GIVEN RECORDS:

Issue #1546, opened 2019-04-16
Consistent colours for pods in Grafana


tombentley:
**Describe the bug**

The provided grafana dashboards don't use a consistent colour across the charts for the same zookeeper node or kafka broker. This can make reading and correlating the charts more difficult than it needs to be. See https://github.com/grafana/grafana/issues/6662

**To Reproduce**
1. Just look at the default grafana dashboard provided for a ZK cluster with ≥ 2 nodes.

**Expected behavior**

You'll see zookeeper-_n_ has different colours in the different timeseries charts. So cyan might be zookeeper-0 in one chart but zookeeper-2 on another.

scholzj:
Triaged on 2.8.2022: This is still an issue in the current dashboards.

PR #7243, opened 2022-08-26
Fix/dashboards ds prometheus

giany:
### Type of change

_Select the type of your PR_

- Bugfix

### Description

When trying to add the Grafana dashboards programatically (via helm chart) this error appears:

```
Failed to upgrade legacy queries Datasource ${DS_PROMETHEUS} was not found
```
Seems it's related to this [issue](https://github.com/grafana/grafana/issues/10786). 
### Checklist

_Please go through this checklist and make sure all applicable tasks have been done_

Tested on EKS. No visual changes done.

PR #7299, opened 2022-09-09
Unify colours in Grafana graphs for pod records

Frawless:

### Type of change

- Bugfix

### Description

This PR unifies the colors across Grafana dashboards for all pods returned by Prometheus queries. 

**Kafka Dashboard**
image

**Zookeeper Dashboard**
image

**KafkaConnect Dashboard**
image

**KafkaMirrorMaker2 Dashboard**
image

Solves https://github.com/strimzi/strimzi-kafka-operator/issues/1546

### Checklist

### DIFF
--- a/packaging/examples/metrics/grafana-dashboards/strimzi-kafka-connect.json
+++ b/packaging/examples/metrics/grafana-dashboards/strimzi-kafka-connect.json
@@ -263,9 +263,9 @@
       "steppedLine": false,
       "targets": [
         {
-          "expr": "sum(rate(kafka_consumer_incoming_byte_total{strimzi_io_kind=~\"KafkaConnect.*\",strimzi_io_cluster=\"$strimzi_connect_cluster_name\"}[1m])) by (kubernetes_pod_name)",
+          "expr": "sum(rate(kafka_consumer_incoming_byte_total{strimzi_io_kind=~\"KafkaConnect.*\",strimzi_io_cluster=\"$strimzi_connect_cluster_name\"}[1m])) by (pod)",
           "interval": "",
-          "legendFormat": "{{kubernetes_pod_name}}",
+          "legendFormat": "{{pod}}",
           "refId": "A"
         }
       ],
@@ -346,9 +346,9 @@
       "steppedLine": false,
       "targets": [
         {
-          "expr": "sum(rate(kafka_producer_outgoing_byte_total{strimzi_io_kind=~\"KafkaConnect.*\",strimzi_io_cluster=\"$strimzi_connect_cluster_name\"}[1m])) by (kubernetes_pod_name)",
+          "expr": "sum(rate(kafka_producer_outgoing_byte_total{strimzi_io_kind=~\"KafkaConnect.*\",strimzi_io_cluster=\"$strimzi_connect_cluster_name\"}[1m])) by (pod)",
           "interval": "",
-          "legendFormat": "{{kubernetes_pod_name}}",
+          "legendFormat": "{{pod}}",
           "refId": "A"
         }
       ],
@@ -518,11 +518,11 @@
       "steppedLine": false,
       "targets": [
         {
-          "expr": "sum without(area)(jvm_memory_bytes_used{strimzi_io_kind=~\"KafkaConnect.*\",strimzi_io_cluster=\"$strimzi_connect_cluster_name\"})",
+          "expr": "sum (jvm_memory_bytes_used{strimzi_io_kind=~\"KafkaConnect.*\",strimzi_io_cluster=\"$strimzi_connect_cluster_name\"}) by (pod)",
           "format": "time_series",
           "hide": false,
           "intervalFactor": 2,
-          "legendFormat": "{{kubernetes_pod_name}}",
+          "legendFormat": "{{pod}}",
           "metric": "",
           "refId": "A",
           "step": 4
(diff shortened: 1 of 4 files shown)


packaging/examples/metrics/grafana-dashboards/strimzi-kafka.json
```diff
@@ -1115,10 +1115,10 @@
       "steppedLine": false,
       "targets": [
         {
-          "expr": "sum(jvm_memory_bytes_used{namespace=\"$kubernetes_namespace\",kubernetes_pod_name=~\"$strimzi_cluster_name-$kafka_broker\",strimzi_io_name=\"$strimzi_cluster_name-kafka\"}) by (kubernetes_pod_name)",
+          "expr": "sum(jvm_memory_bytes_used{namespace=\"$kubernetes_namespace\",kubernetes_pod_name=~\"$strimzi_cluster_name-$kafka_broker\",strimzi_io_name=\"$strimzi_cluster_name-kafka\"}) by (pod)",
           "format": "time_series",
           "intervalFactor": 1,
-          "legendFormat": "{{kubernetes_pod_name}}",
+          "legendFormat": "{{pod}}",
```
ppatierno, line 1121: why this change again, even considering you are filtering on `kubernetes_pod_name` attribute in the query?

packaging/examples/metrics/grafana-dashboards/strimzi-kafka-connect.json
```diff
@@ -263,9 +263,9 @@
       "steppedLine": false,
       "targets": [
         {
-          "expr": "sum(rate(kafka_consumer_incoming_byte_total{strimzi_io_kind=~\"KafkaConnect.*\",strimzi_io_cluster=\"$strimzi_connect_cluster_name\"}[1m])) by (kubernetes_pod_name)",
+          "expr": "sum(rate(kafka_consumer_incoming_byte_total{strimzi_io_kind=~\"KafkaConnect.*\",strimzi_io_cluster=\"$strimzi_connect_cluster_name\"}[1m])) by (pod)",
           "interval": "",
-          "legendFormat": "{{kubernetes_pod_name}}",
+          "legendFormat": "{{pod}}",
```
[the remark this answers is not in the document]
Frawless: From my POV yes, at least I didn't see any issues when I applied these changes to my grafana dashboards. I think that if we will keep `kubernetes_pod_name`, the colours will be different in this panel, or at least it was during my testing.

packaging/examples/metrics/grafana-dashboards/strimzi-kafka.json
Frawless: `kubernetes_pod_name` was not available in all queries for KafkaConnect AFAIR so that's the reason why I choose `pod`

packaging/examples/metrics/grafana-dashboards/strimzi-kafka-connect.json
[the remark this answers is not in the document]
ppatierno: > I think that if we will keep kubernetes_pod_name, the colours will be different in this panel, or at least it was during my testing.

The question would be ... why? What's the difference between these two attributes? Are you trying on OpenShift or Kubernetes? I think `kubernetes_pod_name` is coming from Prometheus but if on OpenShift maybe you are relaying on its own Prometheus instance that could add `pod` attribute as well? I am just guessing trying to understand the difference between the two.

packaging/examples/metrics/grafana-dashboards/strimzi-kafka.json
ppatierno: again the question here is ... why? More investigation needed from my perspective.

packaging/examples/metrics/grafana-dashboards/strimzi-kafka-connect.json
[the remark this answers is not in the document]
Frawless: I am trying it on OpenShift. Monitoring stack available with OpenShift installation does not inject `kubernetes_pod_name` for all available metrics we show in the dashboards. You can check for example `container_cpu_usage_seconds_total` metric which is shown in KC or MM2 dashboards. This query does not return `kubernetes_pod_name`, guess this was also the reason for changes in https://github.com/strimzi/strimzi-kafka-operator/pull/4149/ from `kubernetes_pod_name` to `pod`. I will try to double-check it on Kubernetes cluster, but I assume it will work as it works on OpenShift.

packaging/examples/metrics/grafana-dashboards/strimzi-kafka.json
scholzj: Well, I expect that might be injected by our Prometheus configs. But the question is how it works on our example setup and not on OpenShift. Same as I said on #7243, I think we need to explain why is `pod` the right one and why does it not impact the other users. I think we need more then just _it works for me_.

When I tried the Kafka dashboard on my cluster, it seems to work fine. That said, ther eseem to be some inconsistences in the changes. For example this query:

```
sum(rate(jvm_gc_collection_seconds_sum{namespace=\"$kubernetes_namespace\",kubernetes_pod_name=~\"$strimzi_cluster_name-$kafka_broker\",strimzi_io_name=\"$strimzi_cluster_name-kafka\"}[5m])) by (pod)
```

=> This PR changes the grouping to be based on `pod` instead of `kubernetes_pod_name`. Yet, it seems to use `kubernetes_pod_name` in the `sum` command it self. So right now, I guess to make it work we actually need both `kubernetes_pod_name` and `pod` labels to be present. That seems weird. 

So I guess we need to figure out:
* What adds the `pod` and `kubernetes_pod_name` labels and where can they be expected
* Pick the best one and use it consistently

Frawless: It seems that we inject `kubernetes_pod_name` for each metric which is scraped from the strimzi related pods - https://github.com/strimzi/strimzi-kafka-operator/blob/main/examples/metrics/prometheus-install/strimzi-pod-monitor.yaml#L81 . So I guess `pod` is added by kubernetes/prometheus configuration. I will try to find some details.

Frawless: That actually makes sense, because `container_cpu_usage_seconds_total` looks to me like a kubernetes metric so that's the reason why it doesn't have `kubernetes_pod_name` in

Frawless:
it seems that `container_memory_usage_bytes` shows a little bit strange numbers and I am not sure if we want to show them. For example, I set `limits` and `requests` to 5Gi. Kafka brokers memory usage was around that value but grafana shows 14Gi +/- (current memory usage + disk swap or something?). On the other hand, `container_memory_working_set_bytes` shows the same value as kubernetes/openshift shows in memory consumption per pod. @tombentley ideas?

im-konge (approved):
LGTM

see-quick (approved):

scholzj (approved):

ppatierno (approved):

WORK TO COMPLETE:
Note which lines carry the word "these" in the material, then copy each of them.

RESPONSE TO THIS TASK:
Frawless: From my POV yes, at least I didn't see any issues when I applied these changes to my grafana dashboards. I think that if we will keep `kubernetes_pod_name`, the colours will be different in this panel, or at least it was during my testing.
The question would be ... why? What's the difference between these two attributes? Are you trying on OpenShift or Kubernetes? I think `kubernetes_pod_name` is coming from Prometheus but if on OpenShift maybe you are relaying on its own Prometheus instance that could add `pod` attribute as well? I am just guessing trying to understand the difference between the two.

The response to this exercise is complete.